** BRIEF **
Every line below is to be quoted exactly, with nothing added or dropped.

*** DATASET ENTRIES

PR #133, opened 2019-02-28
Bau remove uktt check for mandatory validation

retroredge:


app/uk/gov/hmrc/tariffclassificationfrontend/forms/DecisionFormData.scala
```diff
@@ -46,7 +46,7 @@ class DecisionForm @Inject()(commodityCodeConstraints: CommodityCodeConstraints)
 
   val mandatoryFieldsForm: Form[DecisionFormData] = Form(
     mapping(
-      "bindingCommodityCode" -> text.verifying(commodityCodeConstraints.commodityCodeExistsInUKTradeTariff),
```
ed0906: Does this mean we don't need to inject the form into the controller any more?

******

** EXERCISE OUTPUT **
PR #133, opened 2019-02-28
Bau remove uktt check for mandatory validation

retroredge:


app/uk/gov/hmrc/tariffclassificationfrontend/forms/DecisionFormData.scala
```diff
@@ -46,7 +46,7 @@ class DecisionForm @Inject()(commodityCodeConstraints: CommodityCodeConstraints)
 
   val mandatoryFieldsForm: Form[DecisionFormData] = Form(
     mapping(
-      "bindingCommodityCode" -> text.verifying(commodityCodeConstraints.commodityCodeExistsInUKTradeTariff),
```
ed0906: Does this mean we don't need to inject the form into the controller any more?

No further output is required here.